Two series of pseudo-tetrahedral nickel (II) complexes bearing the bulky hydrotris(3-phenyl)- or hydrotris(3-tert-butylpyrazol-1-yl)borato ligands, TpPhNiL and TptBuNiL respectively, have been synthesized and characterized with the intent of investigating the affects of substituent size on the redox properties of the nickel center (L=Cl, Br, I, NCS, NO3). X-ray analysis reveals both Tp ligands bind in a κ3 fashion with the R groups pointing out towards the metal producing a pocket in which the 4th ligand, L, resides.

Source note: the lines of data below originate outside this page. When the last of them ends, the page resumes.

PR #759, opened 2024-04-06
Add GitHub actions step for validating prettier code style

junlarsen:
This patch adds a small GitHub actions job for verifying that the code style conforms with the prettier configuration.

I have also ran prettier locally to fix up the files that didn't conform with the code style prior to this patch.

Let me know what you think. I know this isn't all that important, but it bothered me that code unrelated to my changes would re-format in my editor.


Darksonn (approved):
LGTM.

PR #762, opened 2024-04-22
Fixed watch

takassh:
`Clone` of `watch::Sender` was introduced in https://github.com/tokio-rs/tokio/pull/6388, and that change was shipped in the [latest v1.37.0 release](https://github.com/tokio-rs/tokio/releases/tag/tokio-1.37.0).
So I fixed the document


mox692 (approved):
Thanks!

PR #763, opened 2024-05-01
Queing spelling change in channels.md

garikAsplund:
Both 'queing' and 'queueing' are correct, but for consistency's sake should stick to 'queing'.


Darksonn (approved):
Thanks.

PR #765, opened 2024-05-20
Remove link to dashmap

matildasmeds:
Dashmap seems to be a bit risky to use with tokio. Yet, according to observations on Tokio Discord: people keep trying, and maintainers keep recommending against. I think ideally we would not link to this crate from tokio docs.


matildasmeds:
Closing this one, as per discussions on Tokio discord. Will file another PR with adequate warnings about Send guards later.

PR #767, opened 2024-06-03
Fix grammar 2023-11-27-announcing-axum-0-7-0.md

Gluroda:
The subject "high level utilities" is plural, so the verb should be "have" instead of "has."


Darksonn (approved):
Thanks.

PR #769, opened 2024-07-11
Update link of trait BufMut in framing.md

bangjiehan:
https://docs.rs/bytes/1.0.0/bytes/trait.BufMut.html worked and https://docs.rs/bytes/1.6.0/bytes/trait.BufMut.html failed but i don't know why.


Darksonn (approved):
Thanks.

PR #770, opened 2024-07-16
Corrected overflow-x style to remove unnecessary horizontal scroll bar

terrence-ou:
Hi,

When I was browsing the website, I found unnecessary horizontal scroll bars under each of the code blocks, which kind of affect visual consistency, as the following image shows:

x-bar

Then I went to the `styles.scss` file and found the attribute `overflow-x` was set to `scroll`. This means the horizontal scroll bar will always be there, whether the content is overflowing on the x-axis or not. I changed the value to `auto` to hide the bar when no overflow happens but show the scroll bar when horizontal scrolling is necessary. 
The result after this modification is as shown in the following images:

When no x-scrolling needed:
no-x-bar

When content overflows:
Screenshot 2024-07-15 at 10 17 46 PM

Thanks so much for considering this update!

### DIFF
--- a/styles/styles.scss
+++ b/styles/styles.scss
@@ -934,7 +934,7 @@ Docco style used in http://jashkenas.github.com/docco/ converted by Simon Madine
 
 .hljs {
   display: block;
-  overflow-x: scroll;
+  overflow-x: auto;
 }
 
 .hljs-comment,


Darksonn (approved):
This seems to be browser-dependent. I don't get the scroll bars without the change.

Either way, thank you.

PR #780, opened 2024-10-18
use node.js 20.18.0

joshka:
This is the current LTS version which is recommended for prod usage.

Updates the netlify config and adds a mise.toml config file to configure
the node.js version to use when running the site locally.

This will fix the problem running next.js in https://github.com/tokio-rs/website/pull/778

### DIFF
--- a/.mise.toml
+++ b/.mise.toml
@@ -1,0 +1,2 @@
+[tools]
+node = "lts"
--- a/.mise.toml
+++ b/.mise.toml
@@ -1,2 +1,0 @@
-[tools]
-node = "lts"
--- a/.github/workflows/ci.yml
+++ b/.github/workflows/ci.yml
@@ -52,7 +52,7 @@ jobs:
       - uses: actions/checkout@v4
       - uses: actions/setup-node@v4
         with:
-          node-version: "18"
+          node-version: "20"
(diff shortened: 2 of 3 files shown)


.mise.toml
```diff
@@ -0,0 +1,2 @@
+[tools]
+node = "lts"
```
mox692, line 2: Is it possible to make this change as a separate issue or PR?

mox692 (commented):
Thanks!
Regarding the version bump, I confirmed locally that there is no issue.

.mise.toml
joshka: Sure. I've removed it and probably wouldn't bother with a PR to add it.

mox692 (approved):
Can we also update the ci settings? Otherwise lgtm.

https://github.com/tokio-rs/website/blob/3c1522cd856217808d8414e88bf389a4d9589357/.github/workflows/ci.yml#L55

joshka:
> Can we also update the ci settings? Otherwise lgtm.
> 
> https://github.com/tokio-rs/website/blob/3c1522cd856217808d8414e88bf389a4d9589357/.github/workflows/ci.yml#L55

done

PR #792, opened 2024-10-28
Update Next.js to v15

joshka:
- **bump caniuse db**
- **fix sed command to work with both GNU and MacOS sed**
- **Update to next.js 14**
- **Upgrade to nextjs 15**


Darksonn (approved):
Thank you.

PR #73, opened 2021-04-15
config: Update kubernetes to include security patch

Xartos:

Update kubernetes version to include security patch.
Will require update on already running clusters.

It might be an idea to do a release of this repo before this PR is merged

**Checklist:**

  - [x] requires running a migration script.
  - [ ] will break the cluster.

### DIFF
--- a/config/common/group_vars/k8s-cluster/ck8s-k8s-cluster.yaml
+++ b/config/common/group_vars/k8s-cluster/ck8s-k8s-cluster.yaml
@@ -3,6 +3,8 @@ kube_oidc_url: "https://dex.BASE-DOMAIN"
 kube_oidc_client_id: "kubelogin"
 kube_oidc_username_claim: "email"
 
+kube_version: v1.19.10
+
 kube_apiserver_enable_admission_plugins:
   - "PodSecurityPolicy"
   - "NamespaceLifecycle"


viktor-f (dismissed):
LGTM! And yes a release before this would be good.

lentzi90 (commented):
I don't think this will work unless you also update kubespray. You need to pick a version that [it knows about](https://github.com/kubernetes-sigs/kubespray/blob/a923f4e7c0692229c442b07a531bfb5fc41a23f9/roles/download/defaults/main.yml).

Xartos:
> I don't think this will work unless you also update kubespray. You need to pick a version that [it knows about](https://github.com/kubernetes-sigs/kubespray/blob/a923f4e7c0692229c442b07a531bfb5fc41a23f9/roles/download/defaults/main.yml).

Right I forgot about that... Well I guess we'd just have to wait (or fix it ourselves)

cristiklein:
Seems to be the case on `master`: https://github.com/kubernetes-sigs/kubespray/blob/master/roles/download/defaults/main.yml#L213

Would you like to cherry-pick this to `release-2.15`?

Xartos:
> Seems to be the case on `master`: https://github.com/kubernetes-sigs/kubespray/blob/master/roles/download/defaults/main.yml#L213
> 
> Would you like to cherry-pick this to `release-2.15`?

Oh, I was searching in PRs and issues but didn't find anything about this. I guess githubs search isn't always optimal.
Yea, I'll do that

The TpPh ligand results in a larger pocket and produces nickel complexes with distorted solid-state geometries, specifically bent B…Ni…L angles, unlike the corresponding TptBu complexes which show much less variation in structure. Cyclic voltammetry experiments indicate all complexes undergo a Ni2+/1+ reduction at large negative potentials vs. ferrocene with varying levels of reversibility. The NCS complexes are the most reversible and the easiest to reduce with an average reduction potential of −1.51V due to the slightly electron withdrawing nature of the thiocyanate ligand. The strong donor properties of the bidentate nitrate ligand result in complexes that are the most difficult to reduce at an average of −1.80V. Overall, the TpPhNiL complexes are easier to reduce than their corresponding TptBuNiL complexes resulting from the weakened donor ability of the TpPh ligand. While the two ligands do produce different structural motifs, the electrochemical trends are more in line with the electronic properties of the complexes than structural differences.